Europe 1 with AFP 15:35 pm, September 17, 2023

As Greece has been hit by violent fires and deadly floods this summer, Prime Minister Kyriakos Mitsotakis has pledged to increase resources to combat the effects of climate change.

Summoned to act in the face of criticism over his management considered risky of the fires and floods that hit Greece this summer, the Prime Minister pledged to increase the resources allocated to the fight against the effects of climate change. "In the space of two weeks, the country has experienced the biggest fire and floods in the history" of Greece, Kyriakos Mitsotakis said during a speech Saturday night in Thessaloniki, northern Greece.

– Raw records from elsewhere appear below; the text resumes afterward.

PR #1696, opened 2017-05-31
Rewrite: treat "if a not_op b" uniformly by negating "op".

lbogdan:

As there were some inconsistencies with `if` conditions in `rewrite` directives (conditions not having the `not_cond` counterpart, like `starts_with`, fixed by Taylor [here](https://github.com/mholt/caddy/pull/1687), but also `ends_with`, which is not yet "fixed"), I took a stab at adding a `not` unary operator to `if` conditions. This change adds support for conditions like `not a cond b`, which is equivalent with `a not_cond b`.
All `not_cond` conditions were left unchanged and still work.

Please note that this is my first ever golang contribution, so there might be some non go idiomatic bits.

https://github.com/mholt/caddy/pull/1687

The `rewrite` directive documentation at https://caddyserver.com/docs/rewrite#if-conditions needs updating, I'll do it if this gets merged.

### 4. Checklist


mholt:
Hi @lbogdan - sorry I didn't get to this until now!

I like the idea of consistency among the if statements, although I'm not sure I like the _inconsistency_ of having `not` out front. What's wrong with the operators like `if a not_op b` that necessitates a need for `if not a op b`?

abiosoft:
Thanks for this @lbogdan.

I considered this initially when if conditions were being added but @mholt wants this to be as simple as possible and expresses the fear of it becoming more complex and eventually turn to full scripting.
Adding `not` keyword is a step towards validating his fear.

I think we can have `not_` prefix for all the conditions. i.e. intelligently strip the `not_` prefix and negate the condition outcome. That can be more generic than explicitly handling a negative version of all conditions.

mholt:
At this point I think I'm OK with adding `not_` variants of all the operators -- but I'd rather not change the syntax.

lbogdan:
I think I got a bit confused because I needed not_starts_with and couldn't find it, so I thought you should be able to negate conditions. :-) But I completely get your argument about wanting to keep the syntax as simple as possible.

So would it make sense to rewrite this using a not_op b syntax? It should be an easy change and would remove the "duplicated" conditions.

mholt:
Yup, use `a not_op b` syntax instead of introducing the other `not` syntax. I'll continue to leave this open for @abiosoft to review after that!

lbogdan:
@mholt @abiosoft you guys need anything from me to get this reviewed?

mholt:
Sorry, been really busy lately -- haven't had time to do anything on the computer... What's the syntax now? We settled on standardizing with `not_` prefixes, right? And not changing the number of arguments or types of operators, etc?

abiosoft:
Yeah, the syntax is exactly the same. The only addition is that every condition can now be prefixed with `not_`. e.g. `if a match b` can be negated with `if a not_match b` e.t.c.

mholt:
Thank you @lbogdan! If you have a chance, I'd welcome a PR to update the docs on https://github.com/caddyserver/website.

lbogdan:
@mholt should this be stated explicitly, or should it be just an implementation detail? If the latter, then we should only add `not_ends_with`, which is not documented right now.

mholt:
@lbogdan I think each one should be stated explicitly. (Did you mean "if the former"?)

lbogdan:
Done. Also added a note about the general rule of negating a condition by prefixing it with `not_`.

PR #1699, opened 2017-06-01
add optional 'ca' tls directive, closes #1689

### LINKED ISSUE #1689: TLS CAUrl Option
Currently the ACME CA URL is configured via the `-ca` command line argument. This means changing the value involves restarting the process and that all domains must use the same ACME CA.  I think this option would be better suited for the `tls` directive, e.g.:

```
staging.mydomain.com {
  tls {
    ca https://acme-staging.api.letsencrypt.org/directory
  }
  ...
}

other.mydomain.com {
  tls {
    ca https://acme-v01.api.letsencrypt.org/directory
  }
  ...
}
```

I think I can whip up a PR for this idea if it has value.

zikes:
This change adds an optional `ca` option to the `tls` directive, which lets you specify an ACME endpoint within the Caddyfile.

#1689 

The new option should be added at https://caddyserver.com/docs/tls

### 4. Checklist


caddytls/setup_test.go
```diff
@@ -277,6 +277,25 @@ func TestSetupParseWithClientAuth(t *testing.T) {
 	}
 }
 
+func TestSetupParseWithCAUrl(t *testing.T) {
+	testUrl := "https://acme-staging.api.letsencrypt.org/directory"
```
elcore: Rename 'testUrl' to 'testURL'

zikes: @elcore Updated and squashed

mholt:
Welcome @zikes! Thanks for your contribution. I'll give this a second review before long. :)

caddytls/setup.go
```diff
@@ -66,6 +66,12 @@ func setupTLS(c *caddy.Controller) error {
 		for c.NextBlock() {
 			hadBlock = true
 			switch c.Val() {
+			case "ca":
+				arg := c.RemainingArgs()
```
mholt: We should use only the first argument; if there are more or less than 1 argument, it should be an error.

elcore: Sounds good to me :)

zikes: I've replaced the check with `len(args) != 1` similar to how `dns` and `storage` check their args, and added test cases for too many/too few args.

mholt:
Thank you @zikes! If you have a chance, submit a PR to https://github.com/caddyserver/website to add the docs for the new `ca` option. :)

PR #1703, opened 2017-06-04
Update Initscripts

messyidea:
"$(which caddy)" is not work at system startup.
After this change, I can run "insserv -d caddy" to start caddy automatically on boot.


djvdorp:
LGTM!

"The climate crisis requires the mobilization of the whole of society," he added Sunday at his traditional press conference on the sidelines of the Thessaloniki International Fair. Because "we are in a kind of war in peacetime" as floods devastated the fertile plain of Thessaly in the center of the country in early September.

The storms killed 17 people and engulfed cotton crops, fruit trees and killed hundreds of thousands of animals on vital agricultural land. They devastated a country hit just before by the largest fire ever recorded in the EU, in Turkey's north-east border, Evros.

Twenty-six people were killed while already in July, violent fires had ravaged the tourist islands of Rhodes and Corfu where thousands of evacuations had been ordered in confusion. Faced with these scourges, the conservative, comfortably re-elected in June, has promised to double to 600 million euros a special reserve for natural disasters next year.

Anger

It also promises a 10% rebate on housing tax to those who will insure their homes against natural disasters and plans to make this insurance compulsory. The leader did not hide a certain "confusion of responsibilities" between the state services responsible for intervening during these torrential rains. "In Thessaly and Evros I heard the anger of the citizens," assured the Prime Minister whose New Democracy (ND) party won an absolute majority in the general elections.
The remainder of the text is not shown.